Exercise instructions:
Go through the entries below and copy each line containing the word "disable".

Provided entries:

PR #1914, opened 2018-11-22
Added support for React.memo

### LINKED ISSUE #1875: New `memo` feature from React 16.6 is not supported
### Current behavior
Shallow render will fail with error:
```
Invariant Violation: ReactShallowRenderer render(): Shallow rendering works only with custom components, but the provided element type was 'object'
```

### Expected behavior
Render without error.

### Your environment
No need, happenes everywhere. I new adaper version will be needed I guess.

#### API

- [x] shallow
- [x] mount
- [ ] render

#### Version

| enzyme              |  3.7.0
| react               | 16.6.0

#### Adapter

- [X] enzyme-adapter-react-16
- [ ] enzyme-adapter-react-15
- [ ] enzyme-adapter-react-14
- [ ] enzyme-adapter-react-13
- [ ] others ( )

jintoppy:
This is based on and fixes #1875.

### DIFF
--- a/packages/enzyme-adapter-react-16/src/ReactSixteenAdapter.js
+++ b/packages/enzyme-adapter-react-16/src/ReactSixteenAdapter.js
@@ -22,6 +22,8 @@ import {
   ForwardRef,
   Profiler,
   Portal,
+  isMemo,
+  Memo,
 } from 'react-is';
 import { EnzymeAdapter } from 'enzyme';
 import { typeOfNode } from 'enzyme/build/Utils';
@@ -155,7 +157,26 @@ function toTree(vnode) {
         instance: null,
         rendered: childrenToTree(node.child),
       };
-
+    case FiberTags.MemoClass:
+      return {
+        nodeType: 'class',
+        type: node.elementType.type,
+        props: { ...node.memoizedProps },
+        key: ensureKeyOrUndefined(node.key),
+        ref: node.ref,
+        instance: node.stateNode,
+        rendered: childrenToTree(node.child.child),
+      };
+    case FiberTags.MemoSFC:
+      return {
+        nodeType: 'function',
+        type: node.elementType.type,
+        props: { ...node.memoizedProps },
+        key: ensureKeyOrUndefined(node.key),
+        ref: node.ref,
+        instance: null,
+        rendered: childrenToTree(node.child.child),
+      };
     case FiberTags.HostComponent: {
       let renderedNodes = flatten(nodeAndSiblingsArray(node.child).map(toTree));
       if (renderedNodes.length === 0) {
@@ -371,6 +392,16 @@ class ReactSixteenAdapter extends EnzymeAdapter {
           );
 
           const context = getMaskedContext(Component.contextTypes, unmaskedContext);
+
+          if (!isStateful && isMemo(el.type)) {
+            const InnerComp = el.type.type;
+            const wrappedEl = Object.assign(
+              (...args) => InnerComp(...args), // eslint-disable-line new-cap
+              InnerComp,
+            );
+            return withSetStateAllowed(() => renderer.render({ ...el, type: wrappedEl }, context));
+          }
+
           if (!isStateful && typeof Component === 'function') {
             const wrappedEl = Object.assign(
               (...args) => Component(...args), // eslint-disable-line new-cap
@@ -540,6 +571,7 @@ class ReactSixteenAdapter extends EnzymeAdapter {
     switch ($$typeofType) {
       case ContextConsumer || NaN: return 'ContextConsumer';
       case ContextProvider || NaN: return 'ContextProvider';
+      case Memo || NaN: return displayNameOfNode(type.type);
       case ForwardRef || NaN: {
         if (type.displayName) {
           return type.displayName;
--- a/packages/enzyme-adapter-react-16/src/detectFiberTags.js
+++ b/packages/enzyme-adapter-react-16/src/detectFiberTags.js
@@ -18,6 +18,7 @@ module.exports = function detectFiberTags() {
   const supportsMode = typeof React.StrictMode !== 'undefined';
   const supportsContext = typeof React.createContext !== 'undefined';
   const supportsForwardRef = typeof React.forwardRef !== 'undefined';
+  const supportsMemo = typeof React.memo !== 'undefined';
 
   function Fn() {
     return null;
@@ -44,6 +45,12 @@ module.exports = function detectFiberTags() {
     ClassComponent: getFiber(React.createElement(Cls)).tag,
     Fragment: getFiber([['nested']]).tag,
     FunctionalComponent: getFiber(React.createElement(Fn)).tag,
+    MemoSFC: supportsMemo
+      ? getFiber(React.createElement(React.memo(Fn))).tag
+      : -1,
+    MemoClass: supportsMemo
+      ? getFiber(React.createElement(React.memo(Cls))).tag
+      : -1,
     HostPortal: getFiber(ReactDOM.createPortal(null, global.document.createElement('div'))).tag,
     HostComponent: getFiber(React.createElement('span')).tag,
     HostText: getFiber('text').tag,
--- a/packages/enzyme-test-suite/test/ReactWrapper-spec.jsx
+++ b/packages/enzyme-test-suite/test/ReactWrapper-spec.jsx
@@ -29,6 +29,7 @@ import {
   createRef,
   Fragment,
   forwardRef,
+  memo,
   PureComponent,
 } from './_helpers/react-compat';
 import {
@@ -60,6 +61,7 @@ describeWithDOM('mount', () => {
           return <div className="box">{children}</div>;
         }
       }
+
       class Foo extends React.Component {
         render() {
           return (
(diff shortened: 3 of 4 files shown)


alexgurr:
When I used the code directly from https://github.com/airbnb/enzyme/issues/1875 (that you have ported to enzyme) it works, but only for top level memo'd components. If there are nested components   that are wrapped in memo(), they still display in the DOM as [object Object]. Does this code address that?

packages/enzyme-adapter-react-16/src/ReactSixteenAdapter.js
```diff
@@ -249,6 +249,10 @@ function getEmptyStateValue() {
   return testRenderer._instance.state;
 }
 
+function isMemo(node) {
+  return typeof node.type === 'object' && node.type.$$typeof === Symbol.for('react.memo');
```
ljharb: This must not use `Symbol`; instead, can you import `REACT_MEMO_TYPE` from `react-is`, and compare to that? Specifically:
```suggestion
  return node.type && node.type.$$typeof === REACT_MEMO_TYPE;
```

Separately, can you file an issue on `react-is` to add an `isMemo` function?

packages/enzyme-adapter-react-16/src/ReactSixteenAdapter.js
```diff
@@ -513,6 +527,7 @@ class ReactSixteenAdapter extends EnzymeAdapter {
     switch ($$typeofType) {
       case ContextConsumer || NaN: return 'ContextConsumer';
       case ContextProvider || NaN: return 'ContextProvider';
+      case Symbol.for('react.memo') || NaN: return 'Memo';
```
ljharb:
```suggestion
      case REACT_MEMO_TYPE || NaN: return 'Memo';
```

packages/enzyme-test-suite/test/ShallowWrapper-spec.jsx
```diff
@@ -1273,6 +1274,47 @@ describe('shallow', () => {
...
+        console.log(wrapper.debug());
+        expect(wrapper.find('div')).to.have.lengthOf(1);
+      });
+
+      it('renders memoised component and pass the props', () => {
+        const Component = ({ title }) => <div><span>{title}</span></div>;
+        const ComponentWithMemo = memo(Component);
+
+        const wrapper = shallow(<ComponentWithMemo title="memo test" />);
+        console.log(wrapper.debug());
```
```suggestion
```

packages/enzyme-test-suite/test/ShallowWrapper-spec.jsx
```diff
@@ -1273,6 +1274,47 @@ describe('shallow', () => {
...
+      it('renders memoised component', () => {
+        const Component = () => <div />;
+        const ComponentWithMemo = memo(Component);
+
+        const wrapper = shallow(<ComponentWithMemo />);
+        console.log(wrapper.debug());
+        expect(wrapper.find('div')).to.have.lengthOf(1);
+      });
+
+      it('renders memoised component and pass the props', () => {
```
```suggestion
      it('renders memoized component and passes the props', () => {
```

packages/enzyme-test-suite/test/ShallowWrapper-spec.jsx
```diff
@@ -1273,6 +1274,47 @@ describe('shallow', () => {
...
       });
     });
+
+    describeIf(is('>= 16.6'), 'memo', () => {
+      it('renders memoised component', () => {
+        const Component = () => <div />;
+        const ComponentWithMemo = memo(Component);
+
+        const wrapper = shallow(<ComponentWithMemo />);
+        console.log(wrapper.debug());
```
```suggestion
```

packages/enzyme-test-suite/test/ShallowWrapper-spec.jsx
```diff
@@ -1273,6 +1274,47 @@ describe('shallow', () => {
...
+              <div>
+                <Component />
+                <Component />
+              </div>
+            );
+          }
+        }
+
+        const wrapper = shallow(<Foo />);
+        console.log(wrapper.debug());
```
```suggestion
```

jintoppy:
@alexgurr Yes. It handles nested memoized components as well.

jintoppy:
@ljharb Thanks so much for the quick response and taking time to review. I have made the changes. 
REACT_MEMO_TYPE was coming as undefined. So, I added a null check also. Not sure if I am doing that in the right way. Please check and let me know

packages/enzyme-adapter-react-16/src/ReactSixteenAdapter.js
```diff
@@ -49,6 +50,7 @@ const is166 = is165 && !React.unstable_AsyncMode; // 16.6+
 
 // Lazily populated if DOM is available.
 let FiberTags = null;
+const REACT_MEMO_TYPE_SYMBOL = REACT_MEMO_TYPE || Symbol.for('react.memo');
```
ljharb: There's no need at all for the `||` fallback. `react-is` always provides it.
```suggestion
```

packages/enzyme-adapter-react-16/src/ReactSixteenAdapter.js
```diff
@@ -249,6 +251,10 @@ function getEmptyStateValue() {
   return testRenderer._instance.state;
 }
 
+function isMemo(node) {
+  return typeof node.type === 'object' && node.type.$$typeof === REACT_MEMO_TYPE_SYMBOL;
```
ljharb:
```suggestion
  return typeof node.type === 'object' && REACT_MEMO_TYPE && node.type.$$typeof === REACT_MEMO_TYPE;
```

packages/enzyme-adapter-react-16/src/detectFiberTags.js
```diff
@@ -44,6 +45,9 @@ module.exports = function detectFiberTags() {
     ClassComponent: getFiber(React.createElement(Cls)).tag,
     Fragment: getFiber([['nested']]).tag,
     FunctionalComponent: getFiber(React.createElement(Fn)).tag,
+    Memo: supportsMemo
+      ? getFiber(React.createElement(React.memo(Fn))).tag
+      : -1,
```
ljharb: this seems like it could all go on one line?

packages/enzyme-test-suite/test/ReactWrapper-spec.jsx
```diff
@@ -461,6 +462,40 @@ describeWithDOM('mount', () => {
...
+          <InnerComp />
+          <div className="bar">bar</div>
+          <div className="qoo">{foo}</div>
+        </div>
+      ));
+
+      const wrapper = mount(<Foo foo="qux" />);
+      expect(wrapper.debug()).to.equal(`<Component foo="qux">
+  <div>
+    <InnerComp>
```
ljharb: hmm - i'd expect some sort of indication here that it's memoized.

ljharb:
ahhhhh i see that `REACT_MEMO_TYPE` isn't even exported :-/ https://unpkg.com/react-is@16.6.3/cjs/react-is.development.js

That means we'll have to temporarily hardcode it with `var hasSymbol = typeof Symbol === 'function' && Symbol.for; var REACT_MEMO_TYPE = hasSymbol ? Symbol.for('react.memo') : 0xead3;`, which is a shame.

jintoppy:
@ljharb  I will then wait for the PR in react to be merged, and will update this PR.

koragan:
@jintoppy [looks like you're clear to update this PR](https://github.com/facebook/react/pull/14313)

ljharb:
@koragan the PR is merged, but react-is still hasn't been updated.

phenax:
When can we expect this patch to be published? A few of the production project that we're working on depend on it.

ljharb:
@phenax first we have to wait until react-is v16 gets updated.

amite:
react-is seems to have support for React Memo: https://github.com/facebook/react/blob/master/packages/react-is/src/ReactIs.js#L120

What exactly is pending? 🤔

ljharb:
@amite yes, it's been merged, but not yet released to npm by the react team.

rpearce:
Update: latest `react-is` version `16.6.3` was published to npm 2 days ago

rpearce:
@jintoppy My mistake! Thank you for the correction

MarceloAlves:
`react-is` [16.7.0](https://www.npmjs.com/package/react-is/v/16.7.0) was finally released 🎉

ljharb:
I've updated `react-is` in master and rebased this branch. I'm not sure what's up with the test failures; it might be an issue in enzyme's overall test setup. I'll look into it.

ljharb:
The underlying problem has been fixed and this branch rebased.

ljharb:
No update yet. I've rebased this; I'll give it another pass tomorrow.

RoystonS:
Btw, there appear to be _two_ React memo tags, not just one: MemoComponent (currently tag 14) and SimpleMemoComponent (currently tag 15). I just got bitten by this on our in-house custom-patched enzyme where we were only coping with tag 15, and I suddenly hit a 14 tag.

I'm not at all sure of the exact details as I only got hit by this a few minutes ago, but it _looks_ like React.memo(fn) gets you a simple component (tag 15) and React.memo(class) gets you a non-simple component (tag 14).

I think the PR at present would only cope with tag 15.

RoystonS:
I've done a bit more digging, and it **is** the case that there's one tag type for `React.memo(FunctionalComponent)` and a different tag type for `React.memo(ClassComponent)`

Details: https://codesandbox.io/s/kwvx4qwxyo  (tags are output to the console)

ljharb:
I've rebased and updated this to have tests for both class-based and SFC components.

https://github.com/facebook/react/issues/14807 may be a blocker.

RoystonS:
Btw, React are trying to move away from the term 'SFC':
https://twitter.com/dan_abramov/status/1057625147216220162

ljharb:
Per https://github.com/facebook/react/issues/14807#issuecomment-462147431, the shallow renderer will need to be updated before this can go in as is.

VincentLanglet:
Any update ?

If it's not easy / possible to make it works for class component, can not we go incrementally ?

Actually it does not work for both functional component and class component. A first implementation working only for functional component is still better.

ljharb:
@VincentLanglet no, it'd be better to have zero support than partial support, and either way this is blocked on react's shallow renderer change.

mattdarveniza:
Support for the case that 99% of people actually want to use memo for (functional components) seems to be a pretty good reason to merge partial support to me. Usage with classes, while supported by React, isn't actually documented anywhere, and I would say it's an edge case or at least very niche.

The failing test is only related to class components so far as I can tell, so if support for that was moved to a separate PR this would be mergeable, we're not waiting on any dependencies for functional components, right?

ljharb:
OK, that's a reasonable argument. I suppose it'll just "start working" once react-test-renderer fixes https://github.com/facebook/react/issues/14807#issuecomment-462147431, at which point we can update the tests here.

packages/enzyme-adapter-react-16/src/ReactSixteenAdapter.js
```diff
@@ -540,6 +571,7 @@ class ReactSixteenAdapter extends EnzymeAdapter {
     switch ($$typeofType) {
       case ContextConsumer || NaN: return 'ContextConsumer';
       case ContextProvider || NaN: return 'ContextProvider';
+      case Memo || NaN: return displayNameOfNode(type.type);
```
TymchenkoOleksandr: displayName is broken here!

ljharb: Can you elaborate? a new issue would be ideal.

TymchenkoOleksandr: always getting `displayName` "Component" with `React.memo()`. need to set correct `displayName` each time after applying `React.memo()`.

ljharb: @TymchenkoOleksandr would you mind filing a new issue, and fill out the template? that way I'll be able to fix it more quickly.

Worked solution:
+              (...args) => InnerComp(...args), // eslint-disable-line new-cap
               (...args) => Component(...args), // eslint-disable-line new-cap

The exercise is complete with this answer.